Епифаний засмеялся, и бабье широкое лицо, побитое морщинами, собралось в кренделек.
– Хотел пожалиться тебе, а вот смолчу, – закуражился Аввакум, уже за что-то пообидясь на старца.
– А ты не смолчи…
– Нет, не скажу…
Епифаний, все так же лучась лицом, приобнял протопопа за костистые прямые плечи, твердые, как лиственичное корье, попробовал шутейно принагнуть тугую выю, с тонкой косицей жидких волос, – и не смог, отступился. Поцеловал в клок бороды, пахнущей рыбою и дымом, прогугнил:
– Не хошь разделить трапезы с калекою, дак и ступай.
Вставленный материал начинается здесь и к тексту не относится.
PR #627, opened 2021-06-01
GFORMS-281 Verify email template id and email parameters

girishkamat:


josef-vlach:
Interesting, the intention was to have this check as part of deployment process in eeitt-admin-frontend.

Do we really want to force people to have valid email template when they start to work on new form? I'd bet email-template creating come much later in production process. So why bother people with that at all times?

girishkamat:
As discussed, moving to eeitt-admin-frontend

Там тебя сынок бешаный ждет…
Аввакум пошел из бугра, а инок все так же что-то говорил вослед, уже сам с собою, частил взахлеб, и речь его текла, как слезная молитва, обволакивая протопопа в невесомый прозрачный куколь. Знать, обрадовался Епифаний, что Господь ему вдругорядь даровал язык, и сейчас пробовал его всяко, поновлял ладаном и елеем своей восковой души.
Дождь на воле сник, небо разредилось, проглянуло в иордань незакатное майское солнце. Стоячие бревна ограды, врытые в песок, блестели, как спины только что отловленных печорских семог. За острожком кипела жизнь и поманывала к себе. И так тяжко было забираться обратно в мрачную засыпуху, живым ложиться в домок и накрываться гробовыми плахами, слыша на своей щеке дыхание бешаного.
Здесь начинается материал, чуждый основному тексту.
PR #632, opened 2021-06-11
GFORMS-1309 Implemented extensions to period function

girishkamat:


app/uk/gov/hmrc/gform/sharedmodel/formtemplate/Expr.scala
```diff
@@ -40,6 +40,17 @@ final case class FormCtx(formComponentId: FormComponentId) extends Expr
 final case class AddressLens(formComponentId: FormComponentId, detail: AddressDetail) extends Expr
 final case class PeriodFun(dateCtx1: Expr, dateCtx2: Expr) extends Expr
 
+sealed trait FunctionProp
```
josef-vlach, line 43: `FunctionProp `sounds more generic than it actually is. Why not to call it `PeriodFunctionProp`? Or perhaps just `PeriodFn`?

app/uk/gov/hmrc/gform/sharedmodel/formtemplate/Expr.scala
```diff
@@ -40,6 +40,17 @@ final case class FormCtx(formComponentId: FormComponentId) extends Expr
...
+case object SumProp extends FunctionProp
+case object TotalMonthsProp extends FunctionProp
+case object YearsProp extends FunctionProp
+case object MonthsProp extends FunctionProp
+case object DaysProp extends FunctionProp
```
josef-vlach, line 48: These definition would better be placed inside `object FunctionProp` to give them proper namespace. Also they would not need to ends with `Prop`.

If this and above suggestions were implemented, then referring to these objects would look like this:

- `PeriodFn.Sum`
- `PeriodFn.TotalMonths`
- `PeriodFn.Years`

etc.

girishkamat: We already have case class PeriodFun. PeriodFn sounded very similar, thats why I was thinking of Prop, meaning property of the function.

Ну как тут не взмолиться уставшему сердцу, когда ты один на весь белый свет и стон твой, горестно исторгшийся из груди, никто не подслушает.
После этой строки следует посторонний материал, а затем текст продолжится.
PR #634, opened 2021-06-17
GFORMS-1326 - Gform log error on create Envelope failure

SandipKhedekar:


app/uk/gov/hmrc/gform/fileupload/FileUploadConnector.scala
```diff
@@ -45,9 +45,23 @@ class FileUploadConnector(config: FUConfig, wSHttp: WSHttp, timeProvider: TimePr
...
+        val status = response.status
+        if (status >= 200 && status < 300) {
+          Future.successful(helper.extractEnvelopId(response))
+        } else {
+          Future.failed(
+            new Exception(s"POST to $url failed with status $status. Response body: '${response.body}'")
+          )
+        }
+      } recoverWith { case ex =>
+      Future.failed(new Exception(s"POST to $url failed. $ex"))
```
girishkamat, line 63: Just out of curiosity, what was the type of ex before? Why wasnt it working?

SandipKhedekar: It was **uk.gov.hmrc.http.Upstream4xxResponse** with 404 code. On this line, https://github.com/hmrc/http-verbs/blob/master/http-verbs-common/src/main/scala/uk/gov/hmrc/http/logging/ConnectionTracing.scala#L41 in library it's just logging as INFO. And in our code, POST call to File upload service was failing and future recover/recoverWith was missing. Hence we were not logging as ERROR for exception and missing alerts.

girishkamat: Ok, not sure if 404 is the right code that file-upload should return. This is obviously a bad request i.e max files is incorrect. Anyways, if the API is returning 404, there is nothing much you could do about it

girishkamat (approved):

… Батюшко государь, за что неволишь и теснишь? Я ли тебя не люблю, благоверный? Я ль не пасу пред Христом твою смущенную душу? Опомнись, свет-Михайлович, гони подпазушных псов, отравителей земли русской. Ах, как крепки затворы на твоих ушесах, навешанные еретиками. И даже проломными пушками не сокрушить их, так прочно заклепали, собаки…
Кириллушка лежал на лавке, уставив опустелый взгляд на накат, и едва дышал. Аввакум приосмотрелся: в хиже всё на месте, бешаный не кудесил у печи, щаной горшок закрыт сковородой. Протопоп налил ушного в мису, растолкал соузника. Кириллушка был мрелый, белее чесночной головки, щеки нынче ввалились, присохли к деснам. Старик стариком, а не молодой парень лежал на лавке, и Аввакум невольно зажалел его. И подумал, что скоро бешаный умрет. Откуда пришло это знание, протопоп не ведал. И осердился на сожителя. Потянул на молитву, но бешаный слабо заупирался, заплакал: «Матушка-татушка, я к черту угодил. Матушка-татушка, он из меня душу вынял и сунул заместо проклятую глиняную просвирку. Тьфу-тьфу на тебя, дьявол!»
Кириллушка заплевался, глянул гневно вроде бы, но творожистые скисшие глаза едва пробудились; уже откочевала из них жизнь.
Аввакум стегнул болезного четками, но без злобы, окрестил, насильно раздвинул рот, просунул ложку с ушным. Кириллушка выплюнул хлебово на стол, а деревянную чашу кинул под порог.